Solche Identitätskrisen sind vielleicht vermeidbar. Einerseits. Andererseits gibt es Fälle, in denen keineswegs so klar ist, ob ein Kind seine beiden Eltern unbedingt regelmäßig sehen sollte.

Der Fall von Felix P. aus Brandenburg ist so einer. Seine Mutter, Frau P., hat viele Jahre eine Liebesbeziehung mit einem verheirateten Mann geführt.

Der Mann, Herr B., lebte bei seiner Ehefrau, er hat mit ihr zwei Kinder und hielt die Sache unter der Decke. Seiner Geliebten will er erklärt haben, dass er "keinesfalls eine Schwangerschaft wünsche". So steht es in der Klageschrift.

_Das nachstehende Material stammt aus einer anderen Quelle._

PR #1894, opened 2026-02-25
Adds clarifying line to remediation popup

### LINKED ISSUE #1893: Remediation popup wording fix
Indicate that the file downloaded after accepting the popup will be the original (non-accessible) version

ajkiessl:
Also, adds healthcheck to solr in docker compose setup to stop the annoying race condition where the web pod fails because solr isn't totally up.

closes #1893


jlandiseigsti (approved):
👍

PR #1895, opened 2026-02-26
Depositors and creators cannot trigger auto remediation

ajkiessl:
Adds logic to `able_to_auto_remediate?` to return false if current user is the depositor or a creator.  Adds tests for this.

Part of #1800


jlandiseigsti (approved):
👍

PR #1912, opened 2026-03-19
ScholarSphere hotfixes

ajkiessl:
There's a couple things in this PR:

- app/controllers/webhooks/pdf_accessibility_api_controller.rb: the strong params were not being used here, so I changed the param call to use strong params
- I realized that an admin could upload a new work version _after_ a remediated version, and the `remediated_version` values for `FileResource`s could get reset if it's not flagged during upload that it's a remediated version.  So, I decided to add the `auto_remediated_version` field back to the `FileResource` data model.  That stays separate from `remediated_version`, so it's not affected by admins' manual remediation.
- I changed up how we define private methods here: app/services/pdf_remediation/build_auto_remediated_work_version.rb .  I think it's just a more idiomatic way of doing it when there are multiple private class methods.  Functionality is the same except that `auto_remediated_version` is set when the file is created (as a part of the above bullet point).

### DIFF
--- a/app/services/pdf_remediation/build_auto_remediated_work_version.rb
+++ b/app/services/pdf_remediation/build_auto_remediated_work_version.rb
@@ -46,7 +46,8 @@ class PdfRemediation::BuildAutoRemediatedWorkVersion
   private_class_method def self.build_file_resource(work_version, replacement_tempfile, original_filename)
     new_resource = work_version.file_resources.create!(
       file: replacement_tempfile,
-      remediated_version: true
+      remediated_version: true,
+      auto_remediated_version: true
     )
 
     new_resource.file_data['metadata']['filename'] = "ACCESSIBLE_VERSION_#{original_filename}"
--- a/app/services/pdf_remediation/build_auto_remediated_work_version.rb
+++ b/app/services/pdf_remediation/build_auto_remediated_work_version.rb
@@ -8,6 +8,7 @@ class PdfRemediation::BuildAutoRemediatedWorkVersion
   def self.call(file_resource, remediated_file_url)
     wv_being_remediated = file_resource.latest_remediation_work_version_candidate
     original_filename = file_resource.file_data['metadata']['filename']
+
     # In the rare case a new work version is published after the remediation
     # job started, we stop the creation of a new remediated version here.
     unless wv_being_remediated.latest_published_version?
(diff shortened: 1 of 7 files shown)


Smullz622 (approved):
lgtm

app/services/pdf_remediation/build_auto_remediated_work_version.rb
```diff
@@ -43,20 +44,25 @@ def self.call(file_resource, remediated_file_url)
...
+  class << self
+    private
 
-    new_resource.file_data['metadata']['filename'] = "ACCESSIBLE_VERSION_#{original_filename}"
-    new_resource.save!
-  end
+      def build_file_resource(work_version, replacement_tempfile, original_filename)
+        new_resource = work_version.file_resources.create!(
+          file: replacement_tempfile,
+          remediated_version: true,
```
jlandiseigsti, line 53: Just to make sure I'm understanding correctly...remediated_version just means it has been remediated in some way, either by humans or the automatic process?

jlandiseigsti: Although maybe not: I see in a test an example of where remediated_version is false, and autoremediated_version is true. So does remediated_version just refer to manual remediation? If so, should it be left false here?

ajkiessl: Kind of, but I guess it doesn't always work that way in practice.  For instance, an admin could upload a newer work version, that is not a remediated work version, and have this file still attached.  Then, the `remediated_version` on the `FileResource` would be set to `false`, but the `auto_remediated_version` would still be `true`.  I was more-so thinking that `remediated_version` on `FileResource` should always reflect the most recent `WorkVersion` it is associated to's `remediated_version` value, but there isn't anything explicitly indicating that in the code.  So, I'm not sure if that's the best way to approach it.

Weil Herr B. sich in Sachen Verhütung ganz auf Frau P. verlassen hat, ist aus der "geschlechtlichen Beziehung" ein Kind geworden. Herr B. hat Frau P. daraufhin den Rücken gekehrt und verwendet nun viel Energie darauf, seinen Sohn nicht zu sehen, weder vor Gericht noch sonstwo.

"Reserve-Elternteil"

Die Kindsmutter hat ihn deshalb verklagt. In der ersten Instanz hat sie verloren, in der zweiten gewonnen. Das Oberlandesgericht Brandenburg entschied 2004, das Recht des Kindes auf Umgang mit dem Vater sei von "herausragender Bedeutung" für seine Entwicklung. Es sei nicht zu erkennen, dass ein erzwungener Umgang mit Herrn B. dem Kind schade.

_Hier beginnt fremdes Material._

PR #1913, opened 2026-03-20
bump dependencies for security fixes (aws-sdk-s3, preact, shakapacker)

karthikreddy-02:
This draft PR updates several dependencies to address security vulnerabilities identified in recent scans.

Changes Made
Ruby (Gemfile.lock): Updated aws-sdk-s3 from 1.217.0 to latest secure version (includes core updates to aws-sdk-core 3.244.0 and related gems).
JavaScript (package.json & [yarn.lock]):
Bumped preact from ^10.5.13 to 10.28.2.
Bumped shakapacker from 7.2.3 to 9.5.0.

Closes #1855, Closes #1856, Closes #1857, Closes #1864, Closes #1878, Closes #1881, Closes #1898, Closes #1899, Closes #1900, Closes #1903, Closes #1906, Closes #1914


karthikreddy-02:
Please take a look at this document before approving the changes:https://docs.google.com/document/d/1mFLNyNj7aqXfg-YLJcIq4P1A7IlTvG2VH86yJsOFoBk/edit?tab=t.0

Thanks!

db/schema.rb
```diff
@@ -155,8 +154,8 @@
     t.uuid "uuid", default: -> { "uuid_generate_v4()" }
     t.string "remediation_job_uuid"
     t.boolean "remediated_version", default: false, null: false
-    t.boolean "auto_remediated_version", default: false, null: false
     t.datetime "auto_remediation_failed_at"
+    t.boolean "auto_remediated_version", default: false, null: false
```
jlandiseigsti, line 158: In this case, I would recommend discarding schema changes, since you didn't make a migration or changes to models. These changes are likely the result of a slightly different local database configuration and don't need to be saved.

app/javascript/controllers/uppy_controller.js
```diff
@@ -1,8 +1,8 @@
 import { Controller } from 'stimulus'
 import Uppy from '@uppy/core'
-import AwsS3Multipart from '@uppy/aws-s3-multipart'
+import AwsS3 from '@uppy/aws-s3'
```
jlandiseigsti, line 3: When I run this branch locally and attempt to upload a file with uppy, it fails with the message 
 `Failed to upload test.pdf Could not POST /s3/multipart`

In routes.rb, line 29, there is the line `mount Shrine.uppy_s3_multipart(:cache) => '/s3/multipart'`. And in the file shrine.rb, it uses the plugin Shrine.plugin :uppy_s3_multipart (line 14). I suspect these will have to be changed to complete the transition from AwsS3Multipart to AwsS3.

.circleci/config.yml
```diff
@@ -318,6 +318,7 @@ jobs:
           yarn test
     - run:
         name: "RSpec"
+        no_output_timeout: 10m
```
jlandiseigsti, line 321: Do we still need this?

spec/features/dashboard/work_version_form_spec.rb
```diff
@@ -1002,20 +1002,15 @@
       it 'requires alt text to be submitted and works' do
         visit dashboard_form_files_path(work_version)
 
-        # Wait for Uppy to load
-        while page.has_no_selector?('.uppy-Dashboard-AddFiles')
-          sleep 0.1
-        end
+        expect(page).to have_css('.uppy-Dashboard-AddFiles', wait: 30)
```
jlandiseigsti, line 1005: Nice decision to get rid of the while loops. There's nothing worse than an entire test suite to be brought to a halt by a single element not appearing.

Dockerfile
```diff
@@ -1,4 +1,4 @@
-FROM harbor.k8s.libraries.psu.edu/library/ruby-3.4.9-node-22:20260317 AS base
+FROM harbor.k8s.libraries.psu.edu/library/ruby-3.4.1-node-22:20260320 AS base
```
jlandiseigsti: I had to change this to ruby-3.4.9 in order to get my docker image to build. As of Justin's last update, we're on 3.4.9 for this application.

package.json
```diff
@@ -11,11 +11,11 @@
     "@rails/actioncable": "^6.1.4",
     "@rails/activestorage": "^6.1.4",
     "@rails/ujs": "^6.1.4",
-    "@uppy/aws-s3-multipart": "^3.3.0",
+    "@uppy/aws-s3": "^4.0.0",
     "@uppy/core": "^4.4.1",
     "@uppy/dashboard": "^4.2.0",
     "autocomplete.js": "^0.38.0",
-    "axios": "^1.12.0",
+    "axios": "1.13.5",
```
jlandiseigsti: Unless there's a really specific reason not to, let's keep using the caret that makes the version a little more flexible.

From stack overflow: 

> ^version “Compatible with version”, will automatically update you to all future minor/patch versions that are backwards-compatible, without incrementing the major version. ^1.2.3 will use releases from 1.2.3 to < 2.0.0.

package.json
```diff
@@ -25,38 +25,47 @@
     "css-loader": "^6.8.1",
     "css-minimizer-webpack-plugin": "^5.0.1",
     "d3": "^7.8.2",
+    "dompurify": "3.3.3",
```
jlandiseigsti: I actually don't think you need to specify any of these dependency packages. I removed them all, deleted the yarn.lock, ran yarn install, and they were all up-to-date. In general, we don't want to add specific versions of the dependency packages; we want our essential packages to determine which versions of their dependencies they need. Sometimes a "parent" package will need to updated in order to update the child, but we generally shouldn't get too granular in spelling out these versions.

Gemfile
```diff
@@ -55,7 +55,7 @@ gem 'rexml'
 gem 'rsolr', '>= 1.0', '< 3'
 gem 'rubyzip', '~> 2.3.0'
 gem 'seedbank'
-gem 'shakapacker', '~> 7.1'
+gem 'shakapacker', '9.5.0'
```
jlandiseigsti: Let's keep the ~> so it can grab minor updates as it needs to.

jlandiseigsti (changes requested):
Appreciate your tenacity on this one! Unfortunately, Uppy is still causing problems. When I ran it locally, I couldn't get the new set-up to work.

Also, I believe we want 3.4.9 in the Dockerfile, and fewer changes in the package.json.

Let me know if you want any clarification on any of my comments

package.json
```diff
@@ -25,38 +25,47 @@
...
     "postcss-loader": "^7.3.3",
     "postcss-preset-env": "^9.3.0",
+    "preact": "10.28.2",
     "react": "^17.0.2",
     "react-dom": "^17.0.2",
     "sass": "^1.69.5",
     "sass-loader": "^16.0.5",
     "select2": "^4.0.13",
-    "shakapacker": "7.2.3",
+    "shakapacker": "9.5.0",
```
jlandiseigsti, line 46: This is a good exception to the "^" rule. The version of shakapacker have to be exactly the same, so lets have this one be precise.

app/javascript/controllers/uppy_controller.js
karthikreddy-02: is minio running when you test? And are you running inside Docker or with a local Rails server?

jlandiseigsti: I was running inside Docker, with minio running. Is there a different setup I should try?

PR #1920, opened 2026-03-31
Flag non PDF files as remediated

ajkiessl:
I spoke with the ScholarSphere admins and discovered that when they are doing manual accessibility remediation, they are uploading accessible copies for more than just PDFs.  So, this PR changes the existing script that backfills "remediated_version" records to update _any_ file with an "AccessibleCopy_" prefix.  I also changed the code that sets the "remediated_version" for files when an admin checks the checkbox on the publish page to set that field for _all_ files (not just PDFs).

### DIFF
--- a/app/models/work_version.rb
+++ b/app/models/work_version.rb
@@ -402,7 +402,7 @@ class WorkVersion < ApplicationRecord
   end
 
   def mirror_remediated_version_to_files!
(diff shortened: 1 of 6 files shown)


jlandiseigsti (approved):
Looks good to me!

PR #1921, opened 2026-04-01
Record usage for webhook token on successful webhook authentication

ajkiessl:
I realized we were not recording usage of the APIToken on the webhook requests.  It's probably worth doing this since most of the functionality is already there.  So, if a request gets past auth now, the APIToken (in this case the "webhook token") updates it's last used timestamp.


jlandiseigsti (approved):
LGTM

PR #1923, opened 2026-04-06
Skip validations for some of the values set at remediation start

ajkiessl:
`update` was being used in a few locations, which was validating old records and failing.  Model validations have changed so much that we have a lot of legacy "invalid" data.  Validations only really need to happen when editing and publishing works, so we can skip validations here with `update_column`.


Smullz622 (approved):
LGTM

jlandiseigsti (commented):
LGTM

Das neue Umgangsrecht, so die Richter, ziele auch darauf ab, den "Neuaufbau" einer Beziehung zwischen einem abwesenden Elternteil und einem Kind zu fördern und ihn als "Reserve-Elternteil" zu erhalten. Dass das hier nützlich sein könnte, zeige ein Gutachten, in dem festgestellt wurde, dass Frau P. mit der Erziehungsarbeit nicht sonderlich gut zurechtkommt.

Abgeschmettert wurde auch das Argument von Herrn B., seine Persönlichkeitsrechte würden erheblich verletzt und seine Familie werde beschädigt, wenn man ihn zwinge, seinen unehelichen Sohn zu treffen. Offenbar hat seine Frau gedroht, ihn in diesem Fall zu verlassen.

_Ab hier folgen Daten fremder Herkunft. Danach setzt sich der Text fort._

PR #1925, opened 2026-04-07
Adds bot challenge to downloads controller

ajkiessl:
Also, adds logic to bot challenge page initializer to not challenge logged in users.

It appears we do have crawlers on our downloads endpoints.  This did not show in matomo analytics.  It may be because these are very simple bot crawlers, and do not trigger JS.  If that's the case, then this PR will dramatically reduce traffic, or it will do nothing because these bots may be "good" bots.


jlandiseigsti (approved):
👍

PR #1927, opened 2026-04-07
Skip validations in build auto remediated work version

ajkiessl:
We have legacy data that is incomplete and fails validations, so we skip validations when creating an auto remediated work version.

Adds test for this.  Also, when publishing incomplete work versions, test that they remain as drafts after auto remediation.


Smullz622 (approved):
LGTM

PR #1932, opened 2026-04-08
Preview/dependencies bump

karthikreddy-02:
New PR with the latest docker image being used for preview branch


spec/support/faker.rb
```diff
@@ -3,12 +3,12 @@
 RSpec.configure do |config|
   config.before :suite do
     if ENV.key?('FAKER_SEED')
-      puts "Running tests with Faker seed #{ENV['FAKER_SEED']}"
+
       Faker::Config.random = Random.new(ENV['FAKER_SEED'].to_i)
     end
   end
 
   config.after :suite do
```
jlandiseigsti: If we're not doing anything after the suite, can we remove this block?

db/schema.rb
jlandiseigsti, line 1: These changes can be reverted.

jlandiseigsti (changes requested):
Just two tiny things! Almost there

spec/support/faker.rb
karthikreddy-02: This was a rubocop update, I can revert it and see if it breaks.

jlandiseigsti: I think we can just tell Rubocop to ignore this line if we want to keep the logging.

app/javascript/controllers/uppy_controller.js
```diff
@@ -1,8 +1,8 @@
 import { Controller } from 'stimulus'
 import Uppy from '@uppy/core'
-import AwsS3Multipart from '@uppy/aws-s3-multipart'
+import AwsS3 from '@uppy/aws-s3'
 import Dashboard from '@uppy/dashboard'
-import { generateUploadedFileData, simulateEditAndUpload } from './uppy_utils'
```
ajkiessl, line 5: Is `simulateEditAndUpload` not being used anymore?  If so, can we delete it?

jlandiseigsti: Looks like it was deleted to me

ajkiessl: It is still defined here: https://github.com/psu-libraries/scholarsphere/blob/preview/dependencies-bump/app/javascript/controllers/uppy_utils.js#L14

spec/support/feature_helpers.rb
```diff
@@ -14,19 +14,12 @@ def retry_click(count: 0)
...
+
     end
   end
 
-  def print_html(selector)
-    puts "HTML for #{selector}:"
-    puts page.find(selector)['innerHTML']
-    puts ''
-  end
+  def print_html(selector); end
```
ajkiessl: Why was this method reduced to nothing?  Can it be removed?

app/javascript/controllers/uppy_controller.js
jlandiseigsti: Oh, I understand. Yeah, I think that can be removed.

spec/support/feature_helpers.rb
karthikreddy-02: This was a rubocop fix, I think I will revert these changes back and ask rubocop to ignore them.

app/javascript/controllers/uppy_controller.js
karthikreddy-02: Will do!

spec/support/faker.rb
karthikreddy-02: Will do!

jlandiseigsti (approved):
Looks good to me!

Einer Idealisierung vorbeugen

Die Ehefrau werde das schon verkraften, befanden die Richter, schließlich schaffe sie es auch, Monat für Monat den Unterhalt für den unerwünschten Nachwuchs des Gatten anzuweisen.

Herr B. soll nun alle drei Monate seinen Sohn treffen, tut es aber nicht. Für jeden verpassten Termin droht ihm ein Zwangsgeld von 5000 Euro, deshalb ist er vors Bundesverfassungsgericht gezogen. Wie der Fall ausgeht, gilt als offen.

Drei Oberlandesgerichte, die in Köln, Celle und Hannover, haben ähnlich entschieden wie die Brandenburger. In Berlin und Nürnberg befand man dagegen, schlimmer noch als ein abwesender Vater sei einer, der sein Kind dauernd zurückweist. "Man muss das Kind vor solchen regelmäßige Abfuhren schützen", sagt Edith Schwab, die Bundesvorsitzende des Verbandes für alleinerziehende Mütter und Väter.

Bei der Lobbygruppe "Väteraufbruch" dagegen wünscht man dem störrischen Brandenburger kein Glück vor Gericht. Er sollte gezwungen werden, mit dem Jungen Kontakt aufzunehmen, findet Bundesgeschäftsführer Rüdiger Meyer-Spelbrink. Klarheit sei besser als Ungewissheit. "Abwesende Eltern werden meistens idealisiert und oft ohne Grund zu Helden gemacht."